Continual Lifelong Learning with Neural Networks: A Review

TL;DR

Defines lifelong learning as continual acquisition from non-stationary data streams and highlights catastrophic forgetting as the central challenge. Surveys neural-network strategies to mitigate forgetting, categorized into regularization, dynamic architectures, and memory-replay/CLS-inspired approaches, with links to neuroscience concepts like the complementary learning systems. Discusses developmentally inspired methods, transfer learning, curiosity, and multisensory integration as components for autonomous agents, and emphasizes the need for robust benchmarks and evaluation protocols. Concludes that a hybrid, biologically informed approach combining multiple mechanisms offers a promising path toward scalable, autonomous lifelong learning in real-world environments.

Abstract

Humans and animals have the ability to continually acquire, fine-tune, and transfer knowledge and skills throughout their lifespan.

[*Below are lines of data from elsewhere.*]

PR #1679, opened 2021-04-27
wgsl: fill out var-and-let

dneto0:
Added rules about permissible types for let declarations.

### DIFF
--- a/wgsl/index.bs
+++ b/wgsl/index.bs
@@ -2542,7 +2542,7 @@ When an identifier use [=resolves=] to a let-declaration, the identifier denotes
 
 When a `let` identifier is declared without an explicitly specified type,
 e.g. `let foo = 4`, the type is automatically inferred from the expression to the right of the equals token (`=`).
-If the type is specified, e.g `let foo: i32 = 4`, it must exactly match the type of the initializer expression.
+When the type is specified, e.g `let foo: i32 = 4`, the initializer expression must evaluate to that type.
 
 Some rules about `let`-declarations depend on where the declaration appears.
 See [[#module-constants]] and [[#function-scope-variables]].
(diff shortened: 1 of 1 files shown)


alan-baker (approved):

wgsl/index.bs
```diff
@@ -2534,19 +2534,31 @@ declaration of the identifier as a type alias or structure type.
...
+When an identifier use [=resolves=] to a let-declaration, the identifier denotes that value.
 
-TODO(dneto): A `let` may not be of type pointer-to-handle. A function parameter may not have type pointer-to-handle.
-Otherwise we'd have a need to make a pointer-to-handle type expression. But we've reserved the [=storage classes/handle=] keyword.
-When translating from SPIR-V, you must trace through
-the OpCopyObject (or no-index OpAccessChain) instructions that might be between
-the pointer-to-array and the pointer-to-struct.
+When a `let` identifier is declared without an explicitly specified type,
+e.g. `let foo = 4`, the type is automatically inferred from the expression to the right of the equals token (`=`).
+If the type is specified, e.g `let foo: i32 = 4`, it must exactly match the type of the initializer expression.
```
kvark, line 2545: should the load rule be mentioned here? AFAIK, it contradicts the "exactly match" part

kvark (approved):

wgsl/index.bs
dneto0: Indeed.  The subtle but proper way to phrase is to say that the value must evaluate to the declared type.
Then the load rule takes effect automatically. I'll patch it to improve this.

kvark:
Looks like @dneto0 sneaked in type inference for module-scoped constants in here, and I missed it.

dneto0:
> Looks like @dneto0 sneaked in type inference for module-scoped constants in here, and I missed it.

An accident, sorry!

PR #1681, opened 2021-04-28
Add external_texture luminance functions

kainino0x:
## Draft, dependent on #1666

There are some big open questions with this proposal, as discovered when I was trying to write spec for it. It's very possible that speccing a portable behavior for this isn't going to be tractable. We could do a non-portable behavior (where the definition of luminance isn't 100% consistent but is as close as we can get). However the value of this addition may not be worth the spec effort right now, at least until we have some concrete experiments showing performance benefits.

***
<a href="https://pr-preview.s3.amazonaws.com/kainino0x/gpuweb/pull/1681.html" title="Last updated on Apr 28, 2021, 1:13 AM UTC (ccd3d69)">Preview</a> | <a href="https://pr-preview.s3.amazonaws.com/gpuweb/gpuweb/1681/dc7773d...kainino0x:ccd3d69.html" title="Last updated on Apr 28, 2021, 1:13 AM UTC (ccd3d69)">Diff</a>

### DIFF
--- a/spec/index.bs
+++ b/spec/index.bs
@@ -2732,7 +2732,14 @@ dictionary GPUExternalTextureDescriptor : GPUObjectDescriptorBase {
 ### Sampling External Textures ### {#external-texture-sampling}
 
 External textures are represented in WGSL with `texture_external` and may be sampled using
-usual texture load/sample functions.
+usual texture load/sample functions, plus `textureLoadLuminance` and `textureSampleLuminance`.
+The latter return luminance values, potentially avoiding loading from the UV plane(s).
+
+Issue: What does this mean? Is it actually Luminance (Y) or is it Luma (Y')?
+How is it defined? The internal encoding of a decoded video is supposed to be an implementation
+detail. Can the definition of "luminance" differ based on the implementation, or is it a
+property of the media? Is there a common definiton of "luminance" that we can use to achieve the
+bandwidth savings for *most* videos?
 
 The provided `sampler` is used to sample any underlying texture(s).
 If there is one RGBA underlying texture, this behaves as usual.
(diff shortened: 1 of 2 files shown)


kainino0x:
Feedback from a video expert:

> We could convert everything to XYZ and return Y. This is well-founded but always requires accessing UV data (and knowing the source color space).
> 
> There isn't anything truly consistent we can do with just Y/Y'. That said, a supermajority of (current) content is in formats that have a plane that is at least called Y', so it may be acceptable to just ignore (or reject) other things. In this sense you can straightforwardly get Y' from a supermajority of decoded data.

litherum:
If we accepted this pull request, and we realized in the future we wanted a more rigorous notion of luminance, how would we accomplish this in the future?

kainino0x:
Resolution:
- Still think this is useful
- Don't define the color space strictly, better to define it so a UV plane never has to be sampled

IMO: Likely luma (nonlinear) rather than luminance (linear), avoids gamma conversion. TBD

Kangz:
> If we accepted this pull request, and we realized in the future we wanted a more rigorous notion of luminance, how would we accomplish this in the future?

A new function like `textureLoadLuminancePrecise`?

kainino0x:
A `textureLoadLuminancePrecise` would need to load all planes anyway, in many cases. So it only makes sense if the user can specify their destination Y axis (based on their video source metadata) in such a way that the impl will still end up on the fast path. I'm optimistic this might be doable but not sufficiently informed.

An alternative would be to provide a luminance value *and* metadata telling them what it means. (Could be either provided at the API level, or returned by the WGSL function.) IMO this seems better suited for a WebCodecs path.

kainino0x:
Discussed again. Conclusion this time was we think this can be punted to post-MVP. In the meantime we can experiment to determine how much performance can actually be gained.

Kangz:
Reopening but for post-V1 milestone.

This ability, referred to as lifelong learning, is mediated by a rich set of neurocognitive mechanisms that together contribute to the development and specialization of our sensorimotor skills as well as to long-term memory consolidation and retrieval. Consequently, lifelong learning capabilities are crucial for autonomous agents interacting in the real world and processing continuous streams of information. However, lifelong learning remains a long-standing challenge for machine learning and neural network models since the continual acquisition of incrementally available information from non-stationary data distributions generally leads to catastrophic forgetting or interference. This limitation represents a major drawback for state-of-the-art deep neural network models that typically learn representations from stationary batches of training data, thus without accounting for situations in which information becomes incrementally available over time. In this review, we critically summarize the main challenges linked to lifelong learning for artificial learning systems and compare existing neural network approaches that alleviate, to different extents, catastrophic forgetting. We discuss well-established and emerging research motivated by lifelong learning factors in biological systems such as structural plasticity, memory replay, curriculum and transfer learning, intrinsic motivation, and multisensory integration.

Paper Structure

This paper contains 19 sections, 8 equations, 5 figures.

Figures (5)

  • Figure 1: Schematic view of two aspects of neurosynaptic adaptation: a) Hebbian learning with homeostatic plasticity as a compensatory mechanism that uses observations to compute a feedback control signal (Adapted with permission from Zenke2017a). b) The complementary learning systems (CLS) theory McClelland1995 comprising the hippocampus for the fast learning of episodic information and the neocortex for the slow learning of structured knowledge.
  • Figure 2: Schematic view of neural network approaches for lifelong learning: a) retraining while regularizing to prevent catastrophic forgetting with previously learned tasks, b) unchanged parameters with network extension for representing new tasks, and c) selective retraining with possible expansion.
  • Figure 3: Example images from benchmark datasets used for the evaluation of lifelong learning approaches: a) the MNIST dataset with 10 digit classes LeCun1998, b) the Caltech-UCSD Birds-200 (CUB-200) dataset composed of 200 different bird species Wah2011, and c) the CORe50 containing 50 objects with variations in background, illumination, blurring, occlusion, pose, and scale (adapted with permission from Lomonaco2017).
  • Figure 4: Results of several lifelong learning approaches for incremental class learning. The mean-class test accuracy evaluated on the MNIST (a), CUB-200 (b), and AudioSet (c) is shown for the following approaches: FEL (red), MLP (yellow), GeppNet (green), GeppNet+STM (blue), EWC (pink), and offline model (dashed line). Adapted with permission from Kemker2018a.
  • Figure 5: Schematic view of the main components for the development of autonomous agents able to learn over long periods of time in complex environments: Developmental and curriculum learning (Sec. 4.2), transfer learning (Sec. 4.3), curiosity and intrinsic motivation (Sec. 4.4), and crossmodal learning (Sec. 4.5).